Pregnancy Symptoms and Stresses
During pregnancy, a woman’s center of gravity shifts forward to the front of her pelvis. This additional weight in front, causes stress to the joints of the pelvis and low back. As the baby grows in size, the added weight causes the curvature of her lower back to increase, placing extra stress on the fragile facet joints on the back side of the spine. Pre-existing problems in a woman’s spine tend to be exacerbated at this time, often leading to pain and difficulty performing normal daily activities.
Studies have found that about half of all expectant mothers develop low-back pain at some point during their pregnancies. This is especially true during the third trimester when the baby’s body gains the most weight. With the increased weight of your child it may be harder and harder to relieve pregnancy back pain. Pregnant women will frequently experience back and other body pain throughout every stage of pregnancy. Chiropractic care throughout pregnancy can relieve and prevent further back pain and discomfort. A pregnancy chiropractor is a skilled and licensed individual who has extensive experience working with pregnant women who suffer from back pain. With the help of a qualified medical professional you can create an easier and safer delivery. It is one safe and effective way to help the spine and pelvis cope with the rapid increase in physical stress by restoring a state of balance. Most pregnant women who have used a chiropractor have found that chiropractic care helped them avoid the use of potentially dangerous pain medication during pregnancy. Studies have even shown that proper pregnancy chiropractic care can help reduce labor time. Pregnancy chiropractic care should only be delivered by a skilled and licensed individual that has extensive experience with pregnancy.

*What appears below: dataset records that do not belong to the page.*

PR #6364, opened 2023-12-11
fix: sometimes stuck magnet metadata transfer

### LINKED ISSUE #5943: magnet stuck at 50% metadata

tearfur:
Fixes #5943.
Regression from ca4cb1a675fb951f6ca975e8bb3d4de1ae25ad57.

Cheers to @Xist12gh for discovering the cause of the bug https://github.com/transmission/transmission/pull/6272#issuecomment-1848599934.

### DIFF
--- a/libtransmission/torrent-magnet.cc
+++ b/libtransmission/torrent-magnet.cc
@@ -263,27 +263,16 @@ void on_have_all_metainfo(tr_torrent* tor)
     auto error = tr_error{};
     auto& m = tor->incomplete_metadata;
     TR_ASSERT(m);
-    if (use_new_metainfo(tor, &error))
-    {
-        m.reset();
-    }
-    else /* drat. */
-    {
-        auto const n = m->piece_count;
 
-        m->pieces_needed = create_all_needed(n);
-
+    if (!use_new_metainfo(tor, &error)) /* drat. */
+    {
         auto msg = std::string_view{ error && !std::empty(error.message()) ? error.message() : "unknown error" };
         tr_logAddWarnTor(
             tor,
-            fmt::format(
-                tr_ngettext(
-                    "Couldn't parse magnet metainfo: '{error}'. Redownloading {piece_count} piece",
-                    "Couldn't parse magnet metainfo: '{error}'. Redownloading {piece_count} pieces",
-                    n),
-                fmt::arg("error", msg),
-                fmt::arg("piece_count", n)));
+            fmt::format("Couldn't parse magnet metainfo: '{error}'. Redownloading metadata", fmt::arg("error", msg)));
     }
+
+    m.reset();
 }
 } // namespace set_metadata_piece_helpers
 } // namespace
--- a/libtransmission/peer-msgs.cc
+++ b/libtransmission/peer-msgs.cc
@@ -626,8 +626,6 @@ public:
 
     EncryptionPreference encryption_preference = EncryptionPreference::Unknown;
 
-    int64_t metadata_size_hint = 0;
-
     tr_torrent* const torrent;
 
     std::shared_ptr<tr_peerIo> const io;
@@ -1060,9 +1058,9 @@ void parseLtepHandshake(tr_peerMsgsImpl* msgs, MessageReader& payload)
     }
 
     /* look for metainfo size (BEP 9) */
-    if (tr_variantDictFindInt(&*var, TR_KEY_metadata_size, &i) && tr_torrentSetMetadataSizeHint(msgs->torrent, i))
+    if (tr_variantDictFindInt(&*var, TR_KEY_metadata_size, &i))
     {
-        msgs->metadata_size_hint = i;
+        tr_torrentSetMetadataSizeHint(msgs->torrent, i);
     }
 
     /* look for upload_only (BEP 21) */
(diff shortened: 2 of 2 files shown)


tearfur:
## Discussion

The bug was introduced because I wanted to harden the sanity checks against peers reporting incorrect metadata size values, but didn't understand the original approach well enough.

I'd like to document the other options I have considered, and why I went with the current approach. So that if myself or someone else revisits this part of the code, he/she will at least not mess up like I did.

This writing assumes knowledge about BEP-9.

### Different approaches

Before writing this PR, I studied libtorrent's way of handling cases different peers suggesting different metadata sizes, liked some parts of its approach, was about to adopt them, but decided against it in the end.

Like libtransmission, libtorrent also has a buffer to store pieces of the metadata (hereinafter referred to as "metadata buffer") before it has the whole thing. The main difference lies in the way the two handle different peers reporting different metadata sizes.

#### libtorrent

Whenever libtorrent receives a new metadata size for a torrent, it will resize its metadata buffer and adjust related data structures to match the new metadata size, *even if* it already has some metadata pieces.

If the new metadata size value is smaller than the existing value, then the metadata pieces towards the end will simply be discarded when resizing the metadata buffer.

#### `libtransmission` (before ca4cb1a675fb951f6ca975e8bb3d4de1ae25ad57)

As soon as libtransmission receives a metadata size value for a torrent, it will stick with this value no matter what, unless the torrent itself was removed from Transmission and added again. This is in stark contrast from libtorrent's approach.

#### `libtransmission` (this PR)

This PR makes one change on top of `libtransmission` (before ca4cb1a675fb951f6ca975e8bb3d4de1ae25ad57).

Instead of sticking to a metadata size value no matter what, when a metadata transfer fails (e.g. failing info hash check), all metadata buffers and related data structures will be destroyed, effectively starting over the metadata transfer process from scratch.

### Comparing approaches

| | libtorrent | `libtransmission` (before ca4cb1a675fb951f6ca975e8bb3d4de1ae25ad57) |
| :-- | :-- | :-- |
| Pros | Even if the first metadata size was wrong, the metadata transfer can still complete successfully as long as libtorrent was given the correct value at some point, and then manages to finish the metadata transfer before receiving another incorrect value. | As long as libtransmission received the correct metadata size on the first ever ltep handshake, then the metadata transfer will eventually succeed (given the swarm is somewhat healthy). In my (baseless) opinion, this makes libtransmission less prone to malicious peer(s) spamming incorrect metadata size values than libtorrent. |
| Cons | If for some reason different metadata size values are circulating in the swarm, then libtorrent may have trouble completing the metadata transfer, because (1) the pieces towards the end will be discarded after receiving small metadata size values, and (2) there will be "ghost pieces" that might never come after receiving large metadata size values. | In the unfortunate event that libtransmission stored an incorrect metadata size value, then the metadata transfer will be stuck indefinitely. |

This PR is the result of trying to combine the best of both worlds:
- The metadata will not get stuck indefinitely, because the metadata size value and related data structures are allowed to reset when the current metadata transfer fails (which will happen if the metadata size value is wrong).
- As long as libtransmission got the correct metadata size value at the start of a metadata transfer, it cannot get interrupted by incorrect size values.
- In a healthy swarm, libtransmission should be getting correct metadata size values most of the time, so an occasional incorrect value won't hurt much at all.

libtransmission/torrent-magnet.cc
```diff
@@ -263,27 +263,16 @@ void on_have_all_metainfo(tr_torrent* tor)
...
-                tr_ngettext(
-                    "Couldn't parse magnet metainfo: '{error}'. Redownloading {piece_count} piece",
-                    "Couldn't parse magnet metainfo: '{error}'. Redownloading {piece_count} pieces",
-                    n),
-                fmt::arg("error", msg),
-                fmt::arg("piece_count", n)));
+            fmt::format("Couldn't parse magnet metainfo: '{error}'. Redownloading metadata", fmt::arg("error", msg)));
     }
+
+    m.reset();
```
Coeur, line 275: I'm thinking that this missing reset() was possibly why the rollback of 5791 was working in #6272: that rollback was using a different `tr_incomplete_metadata` each time, instead of a unique instance, so it was able to recover on errors.

So possibly the original regression of the metadata downloads wasn't on July 14th with ca4cb1a675fb951f6ca975e8bb3d4de1ae25ad57, but was on July 15th with c805e7533f115850e41b116367e8a713c0a97949.

Anyway, you're trying to address both, so it's fine.

Coeur (approved):
I haven't tested it yet, but code-wise, looks good.

[edit] Tested: so far so good.

PR #6367, opened 2023-12-12
Update Transmission-Resume-Files.md

xm21x:
Adding a line to explain that the resume file format is bencoding. Might be useful for users who haven't heard of bencoding but are interested in how Transmission store information about torrents.


ckerr (approved):
Thanks!

ckerr:
Notes: Updated documentation.

PR #6357, opened 2023-12-08
GTK: Add missing 4.0.4 and 4.0.5 releases to metainfo

wjt:
This also cherry-picks my change from #5407.

The second patch also applies to the main branch. Let me know how best to handle this.

PR #6378, opened 2023-12-13
GTK: Add 4.0.4 and 4.0.5 releases to metainfo

wjt:
This is the novel patch from #6357. The other one was already on main.


ckerr (approved):
Thanks again @wjt!

PR #6391, opened 2023-12-16
Harden systemd service

LaserEyess:
See the commit message for the rationale. Fedora 40 is also looking to do [something similar](https://fedoraproject.org/wiki/Changes/SystemdSecurityHardening).

I have personally been running my daemon, with 1000+ torrents, for weeks without this blocking or preventing anything. I think this should also be distro-agnostic, but if anyone wants to attempt to test this on their own installs, you can do
```sh
systemctl edit transmission-daemon.service
# copy and paste the lines, no daemon-reload required
systemctl restart transmission-daemon.service
```

### DIFF
--- a/daemon/transmission-daemon.service
+++ b/daemon/transmission-daemon.service
@@ -8,10 +8,31 @@ User=transmission
 Type=notify
 ExecStart=/usr/bin/transmission-daemon -f --log-level=error
 ExecReload=/bin/kill -s HUP $MAINPID
+
+# Hardening
+CapabilityBoundingSet=
+DevicePolicy=closed
+KeyringMode=private
+LockPersonality=true
 NoNewPrivileges=true
 MemoryDenyWriteExecute=true
-ProtectSystem=true
 PrivateTmp=true
+PrivateDevices=true
+ProtectClock=true
+ProtectKernelLogs=true
+ProtectControlGroups=true
+ProtectKernelModules=true
+ProtectSystem=true
+ProtectHostname=true
+ProtectKernelTunables=true
+ProtectProc=invisible
+RestrictNamespaces=true
+RestrictSUIDSGID=true
+RestrictAddressFamilies=AF_UNIX AF_INET AF_INET6
+RestrictRealtime=true
+SystemCallFilter=@system-service
+SystemCallArchitectures=native
+SystemCallErrorNumber=EPERM
 
 [Install]
 WantedBy=multi-user.target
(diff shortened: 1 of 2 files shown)


daemon/transmission-daemon.service
```diff
@@ -8,10 +8,34 @@ User=transmission
...
 ProtectSystem=true
 PrivateTmp=true
+PrivateDevices=true
+DevicePolicy=closed
+ProtectClock=true
+ProtectKernelLogs=true
+ProtectControlGroups=true
+ProtectKernelModules=true
+ProtectHostname=true
+ProtectHome=true
```
LaserEyess, line 24: It was brought to my attention that this could, in theory, break people's setups if they allow the `transmission` user to access their `$HOME`. IMO, that is a crazy scenario that is wholly inadvisable and shouldn't be supported. But it still *could* be a breaking change.

Coeur: Let's not ProtectHome by default.
People who'll want to achieve the same thing can just disallow access to $HOME. But for others, Transmission would be a non-functioning software and would result in frustrations and issues if we ProtectHome.

GaryElshaw: Amen

LaserEyess: To be clear this is for the daemon only, running as a system service only. Even without this change, as the service is currently written a user would need to manually intervene to make writing to `$HOME` possible. So in the default configuration this breaks nothing.

GaryElshaw: I like the idea, but that sounds like it might involve a lot of work, no?

LaserEyess: It's quite easy, #854 was mostly there, but not quite correct. Certain directives don't work, and in particular the user manager has no access to `network-online.target`, see https://github.com/systemd/systemd/issues/28762. So it wouldn't be perfect, but transmission technically doesn't need internet in order to start.

LaserEyess:
I removed `ProtectHome=` (and also fixed the cmake bug)

GaryElshaw:
@mikedld Would this be beneficial for the GTK and Qt clients?

LaserEyess:
For regular desktop apps it's sufficient to provide a desktop file, services are more for background stuff. The user service manager can't do sandboxing, only resource control. For resource control, desktop files and using a modern DE like KDE/GNOME is sufficient, they can use [cgroups to help manage processes](http://blog.davidedmundson.co.uk/blog/modern-process-management-on-the-desktop/). 

If you want sandboxing specifically you'd need to look at something like flatpak.

ckerr:
Courtesy CC to @mikedld since this PR has CMake changes

LaserEyess:
I had some duplicates in there, e.g. `ProtectHostname=true` twice. I also reordered them in a vaguely alphabetical way to make it easier to catch that. I did an override with my current running instance and it's still working.

ckerr (approved):
I'm fine with this for 4.1.0

ckerr:
Notes: Hardened systemd service settings.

Chiropractic Tips for Pregnant Women:
Regular chiropractic care is important to help maintain a healthy skeletal structure and nervous system function throughout a pregnancy and childbirth.
Get some mild form of exercise daily. Walking, swimming, or stationary cycling are relatively safe cardiovascular exercises for pregnant women. Avoid jerking or bouncing movements. Stop exercise immediately if you notice any unusual symptoms and consult your doctor.
Wear flat shoes with arch supports.
When lifting, bend from the knees, not the waist. Your low back is much more susceptible to injury during pregnancy.
Sleep on your side with a pillow between your knees to reduce pressure on your lower back. Body pillows or pregnancy wedges are very popular.
Eat several small meals or snacks instead of three large meals each day. This will help alleviate nausea, stabilize blood sugar and improve nutrient absorption.
Take a prenatal vitamin recommended by your doctor.